--- Records for this exercise Enclosed Below ---
PR #272, opened 2017-04-12
Splitting out edx_worker into its own instance

shaidar:
- Removed edx_worker role from ansible run
- Fixed edx_worker cloud profile
- Created edx_worker map_template
- Fixed typo in ike_edx map template
- Created generic mitx orchestrate that can be used for both qa and rp dependent on VPC_RESOURCE_SUFFIX


salt/orchestrate/aws/map_templates/ike_edx.yml
```diff
@@ -1,4 +1,4 @@
-edx:
+ike_edx:
```
blarghmatey: This needs to stay the same. The identifier here is used to determine which cloud profile will be deployed.

salt/orchestrate/aws/mitx.sls
```diff
@@ -0,0 +1,369 @@
...
+{% set cidr_block_public_subnet_3 = 10.5.3.0/24 %}
+{% set cidr_ip = 10.5.0.0/22 %}
+{% set cidr_block = 10.5.0.0/16 %}
+{% elif VPC_RESOURCE_SUFFIX == 'mitx-rp' %}
+{% set cidr_block_public_subnet_1 = 10.6.1.0/24 %}
+{% set cidr_block_public_subnet_2 = 10.6.2.0/24 %}
+{% set cidr_block_public_subnet_3 = 10.6.3.0/24 %}
+{% set cidr_ip = 10.6.0.0/22 %}
+{% set cidr_block = 10.5.0.0/16 %}
+{% endif %}
```
blarghmatey: Rather than using this mapping you can use the network prefix values stored in the `environments` pillar data.

salt/orchestrate/aws/map_templates/edx_worker.yml
```diff
@@ -0,0 +1,24 @@
+edx_worker:
+  {% set num_subnets = subnetids|length %}
```
blarghmatey: We should just include the worker nodes in the same map template as the edX instances so that creation of all of them can be executed in parallel.

salt/orchestrate/aws/map_templates/edx.yml
```diff
@@ -20,5 +20,23 @@ edx:
         roles:
           - edx
           - edx-{{ app_type }}
+
+  - edx-worker-{{ environment_name }}-{{ app_type }}-{{ id_num }}:
```
blarghmatey: This needs to be outside of the loop and scoped to the `edx_worker` namespace so that it will use the proper cloud profile.

salt/orchestrate/edx/init.sls
```diff
@@ -72,24 +71,34 @@ populate_mine_with_edx_node_data:
...
   salt.state:
-    - tgt: 'G@roles:edx and G@environment:{{ ENVIRONMENT }}'
+    - tgt: 'P@roles:(edx|edx-worker) and G@environment:{{ ENVIRONMENT }}'
     - tgt_type: compound
     - highstate: True
     - require:
         - salt: deploy_consul_agent_to_edx_nodes
+
+stop_non_edx_worker_services:
+{% for service in ['edxapp:', 'forum', 'xqueue', 'xqueue_consumer'] %}
```
blarghmatey: The for loop needs to be above the state ID and the ID needs to be templatized so that it doesn't violate the uniqueness constraint.

salt/orchestrate/edx/init.sls
```diff
@@ -72,24 +71,34 @@ populate_mine_with_edx_node_data:
...
+  salt.function:
+    - name: supervisord.dead
+    - tgt: 'G@roles:edx-worker and G@environment:{{ ENVIRONMENT }}'
+    - tgt_type: compound
+    - bin_env: '/edx/bin/supervisorctl'
+    - name: {{ service }}
```
blarghmatey: `name` and `bin_env` need to be nested under `kwargs` as dictionary entries (no `- `)

salt/orchestrate/aws/map_templates/edx.yml
```diff
@@ -20,5 +20,23 @@ edx:
...
+      network_interfaces:
+        - DeviceIndex: 0
+          AssociatePublicIpAddress: False
```
blarghmatey: This needs to be `True` or else the instance won't be able to access the internet to download dependencies.

salt/orchestrate/edx/init.sls
```diff
@@ -16,13 +16,12 @@ generate_edx_cloud_map_file:
...
         environment_name: {{ ENVIRONMENT }}
         purpose_prefix: {{ PURPOSE_PREFIX }}
-        roles:
-          - edx
-          - log-forwarder
         securitygroupid:
           - {{ salt.boto_secgroup.get_group_id(
               'edx-{}'.format(ENVIRONMENT), vpc_name=VPC_NAME) }}
           - {{ salt.boto_secgroup.get_group_id(
+              'edx-worker{}'.format(ENVIRONMENT), vpc_name=VPC_NAME) }}
```
blarghmatey: This will be applied to all of the nodes in the map template. You might want to break out the different groups into individual ids in the context object and then compile the list of groups via the named references in the map template.

salt/orchestrate/aws/map_templates/edx.yml
```diff
@@ -20,5 +20,23 @@ edx:
...
+        business_unit: {{ business_unit }}
+        environment: {{ environment_name }}
+        purpose_prefix: {{ purpose_prefix }}
+      grains:
+        business_unit: {{ business_unit }}
+        environment: {{ environment_name }}
+        {% set modified_purpose = purpose_prefix + '-' + app_type %}
+        purpose: {{ modified_purpose }}
+        roles:
+          - edx-worker-{{ app_type }}
```
blarghmatey: This should also have a generic `edx-worker` role

salt/orchestrate/aws/map_templates/edx.yml
shaidar: I'm under the impression that public IP is mainly for inbound traffic and outbound traffic for an instance without a public IP will go through the gateway. I was looking at some of my old terraform stuff and instances like rabbitmq weren't assigned a public IP since they only were accessed from the edxapp nodes. Maybe I'm missing something though and need to test it out in qa.

shaidar: We'd need a NAT gateway if we were to set this to false in order for that instance to go beyond the VPC.

salt/orchestrate/aws/map_templates/edx.yml
shaidar: Why not use the same cloud profile? Think the only difference I noticed was that the EBS volume size was a tiny bit bigger for the edxapp. 
Also, if we use a different cloud profile, wouldn't we need to load it in edx/init.sls where we're already loading the edx.conf one?

salt/orchestrate/aws/mitx.sls
```diff
@@ -6,7 +6,7 @@
 {% from "orchestrate/aws_env_macro.jinja" import VPC_NAME, VPC_RESOURCE_SUFFIX,
  ENVIRONMENT, subnet_ids with context %}
 
-{% import_yaml "environment_settings.yml" as env_settings %}
+{% set env_settings = salt.pillar.get('environment_settings') %}
```
blarghmatey: This should be `salt.pillar.get('environments:{}'.format(ENVIRONMENT))`

salt/orchestrate/edx/init.sls
```diff
@@ -93,12 +102,19 @@ build_edx_nodes:
...
-    - bin_env: '/edx/bin/supervisorctl'
-    - name: {{ service }}
+    - kwargs:
+        bin_env: '/edx/bin/supervisorctl'
+        name: {{ service }}
+{% endfor %}
+
+{% for bucket in bucket_prefixes %}
+create_edx_s3_bucket_{{ bucket }}_{{ PURPOSE_PREFIX }}:
+  boto_s3_bucket.create:
```
blarghmatey: This should use the `.present` state function instead of the `create` function from the execution module.

salt/orchestrate/edx/init.sls
```diff
@@ -72,24 +80,41 @@ populate_mine_with_edx_node_data:
...
+    - name: {{ bucket }}_{{ PURPOSE_PREFIX }}
+{% endfor %}
```
blarghmatey: This block should go toward the top of the file or add a `require` setting so that the buckets are present by the time the edX instances are launched and configured.

salt/orchestrate/aws/map_templates/edx.yml
```diff
@@ -7,7 +7,9 @@ edx:
         - DeviceIndex: 0
           AssociatePublicIpAddress: True
           SubnetId: {{ subnetids[id_num % num_subnets] }}
-          SecurityGroupId: {{ securitygroupid }}
+          SecurityGroupId: |
+            {{ securitygroupids.edxapp, securitygroupids.edx-worker, securitygroupids.default,
```
blarghmatey: This should be formatted as a list, and I don't believe that calling the multiple values in a single Jinja reference will work...

salt/orchestrate/aws/map_templates/edx.yml
```diff
@@ -7,9 +7,12 @@ edx:
         - DeviceIndex: 0
           AssociatePublicIpAddress: True
           SubnetId: {{ subnetids[id_num % num_subnets] }}
-          SecurityGroupId: |
-            {{ securitygroupids.edxapp, securitygroupids.edx-worker, securitygroupids.default,
-            securitygroupids.salt-master, securitygroupids.consul-agent }}
+          SecurityGroupId:
+            - {{ securitygroupids.edxapp }}
+            - {{ securitygroupids.edx-worker }}
```
blarghmatey: This isn't necessary on the edxapp instance since it's exposing a port that's already present in the edxapp security group.

salt/orchestrate/aws/map_templates/edx.yml
```diff
@@ -22,3 +27,31 @@ edx:
           - edx-{{ app_type }}
 {% endfor %}
 {% endfor %}
+
+edx-worker:
+  {% set num_subnets = subnetids|length %}
+  {% for app_type, num_instances in app_types.items() %}
+  {% for id_num in range(num_instances) %}
```
blarghmatey: This needs to reference the edx-worker. e.g. `for id_num in range(num_instances.edx-worker)`, same for edxapp above.

salt/orchestrate/edx/init.sls
```diff
@@ -1,6 +1,11 @@
 {% from "orchestrate/aws_env_macro.jinja" import VPC_NAME, VPC_RESOURCE_SUFFIX,
  ENVIRONMENT, BUSINESS_UNIT, PURPOSE_PREFIX, subnet_ids with context %}
 
+ {% set env_settings = salt.pillar.get('environment_settings') %}
+ {% set bucket_prefixes = |
```
blarghmatey: The pipe character is only for multiline YAML strings. You can remove it here and bring the next line up to the same line.

salt/orchestrate/edx/init.sls
```diff
@@ -1,6 +1,11 @@
...
+     env_settings.edxapp_secret_backends.aws.bucket_prefixes %}
+{% set purposes = env_settings.[ENVIRONMENT].purposes %}
```
blarghmatey: Remove the `.` before the square brackets.

salt/orchestrate/aws/cloud_profiles/edx-worker.conf
```diff
@@ -14,7 +14,7 @@ edx_forum:
     role: edx
   grains:
     roles:
-      - edx-worker
+      - edx
```
blarghmatey: This should default to a role of `edx-worker`.

blarghmatey:
👍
--- End of Enclosed Records for this exercise ---
> Task
When a line of the data holds the string "used", pick it out and copy it.

> Solution for this problem
- Created generic mitx orchestrate that can be used for both qa and rp dependent on VPC_RESOURCE_SUFFIX
blarghmatey: This needs to stay the same. The identifier here is used to determine which cloud profile will be deployed.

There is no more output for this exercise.